I stole a balloon. That’s how the dream began. I was at some fair with food stalls, games, fun rides, and even a Ferris wheel. And, of course, there was a man selling balloons.
I was first to notice he had only one balloon left. The balloon looks special, really big, filled with helium. One of those, if you let it go, it will just rise, and rise, and rise, trailing its cord.
I race over to ask how much but get to him behind a girl, one with pigtails hanging so long down her back that my first inclination is to yank her head back and get her the hell out of my way. Anyway, the inclination is too much.
She runs off screaming for her dad.
The balloon man thinks me sadistic and refuses to sell me the balloon.
Some people are like that, full of moral restraint. I glower at him for ten seconds and give him a swift kick in the shin, at which time he lowers his torso to rub his leg, and I grab the cord to the balloon and make a belting run out of there, the balloon bouncing on the air behind me.
The balloon man shouted after me, “you’ll be sorry, you young ruffian.”
When I reach home, I’m sure the pigtail girl has forgotten about the balloon. No one at home seems bothered about the propriety of my stealing the balloon. Indeed, it is as if they are oblivious to its existence.
I tie the cord to one of the window bars and let the balloon fly out.
We live in a twelfth-floor apartment in Hackney.

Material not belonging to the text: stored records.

PR #3019, opened 2026-09-03
fix(ssm): set the Arn attribute on AWS::SSM::Parameter

mariotoffia:
## Summary

`AWS::SSM::Parameter` now returns its `Arn` through `Fn::GetAtt`.

The current AWS registry schema for this type lists `Arn` as its only read-only property. `SsmCfnProvisioner` did not set it, so `Fn::GetAtt [Param, Arn]` resolved to the text `Param.Arn`, and `CfnSchemaCoverageTest` fails on `main` as soon as the schema corpus is present in `local/aws/cfn-resource-schemas/us-east-1/`.

The ARN follows the AWS form `arn:aws:ssm:<region>:<account>:parameter/<name>`. A name without a leading slash gets one inserted, a name with one is not doubled.

| Item | Status | Note |
| --- | --- | --- |
| `Fn::GetAtt Arn` | ✅ | New |
| `Ref`, `Fn::GetAtt Name`, `Type`, `Value` | ✅ | Unchanged |

### Type of change

* [x] Bug fix
* [ ] New feature
* [ ] Breaking change
* [ ] Docs / chore

### Checklist

* [ ] `./mvnw test` passes locally. Ran per class: `LeafCfnProvisionerTest`, `CfnSchemaCoverageTest` (with the schema corpus), `CfnResourceInventoryTest`, `CloudFormationSsmParameterIntegrationTest`. `make docs-check` passes.
* [x] New or updated integration test added. Unit tests in `LeafCfnProvisionerTest` assert the exact attribute set and the leading-slash rule. The existing integration test already covers the resource; no protocol change.
* [x] Commit messages follow Conventional Commits

### DIFF
--- a/docs/services/cloudformation.md
+++ b/docs/services/cloudformation.md
@@ -231,7 +231,7 @@ before provisioning:
 - `AWS::SSM::Parameter::Value<List<String>>` and `AWS::SSM::Parameter::Name` typed parameters are
   **not yet** resolved — they are passed through as their literal input.
 
-The `AWS::SSM::Parameter` **resource** type exposes `Value`, `Type`, and `Name` attributes through
+The `AWS::SSM::Parameter` **resource** type exposes `Value`, `Type`, `Name`, and `Arn` attributes through
 `Ref` / `Fn::GetAtt` so downstream resources can consume a parameter the same stack creates.
 
 ## AWS::Include (`Fn::Transform`)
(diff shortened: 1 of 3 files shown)


hectorvent (approved):
Thank you, this is the right fix: the registry schema lists `Arn` as the type's only read-only property, the value is the `parameter/<name>` form AWS uses for slashed and unslashed names alike (moto's [`parameter_arn`](https://github.com/getmoto/moto/blob/master/moto/ssm/utils.py) applies the same rule), and the exact attribute set is pinned in `LeafCfnProvisionerTest`.

**(follow-up, separate PR)** `services/ssm/SsmService.java:132` builds the stored ARN as `"parameter" + name`, so for a name without a leading slash `GetParameter` reports `parameterdb-host` while this attribute says `parameter/db-host`. Worth aligning the service with the rule you wrote here (`services/iam/ResourceArnBuilder.java:316` already has it as well), so a stack's `Fn::GetAtt` and the API agree on one ARN.

No blockers from my side.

It is high enough for any wind not to be slowed down by surrounding trees and buildings; the next tallest is just five stories.
That night, the wind blew with undissipated fury.
Day after day, the balloon is full of activity; it rises on the wind, only to come down by some other path — I mean, entirely haphazard movement and no match for the strong winds. If the wind threw it against the building wall, it had no defense; it took the blow, never once refusing what the wind dictated.
Then if it rose vertically — in dignified balloon fashion — it was simply bashed into the lintel repeatedly. But at no point is a scar left on it, showing what a difficult life, it is being a balloon — like that of a happy child whose memory of reprimand never stays long.
This evening the wind is powerful. The rain doesn’t help matters. The balloon suffers stronger shoves and fiercer tugs than usual.
Then the balloon gets lifted to its maximum possible height and tugs at the cord hard. Still, there is no breaking away until the wind pushed the balloon it to its lowest point and then sucked it back, and it picked up enough strength and speed to snap the cord.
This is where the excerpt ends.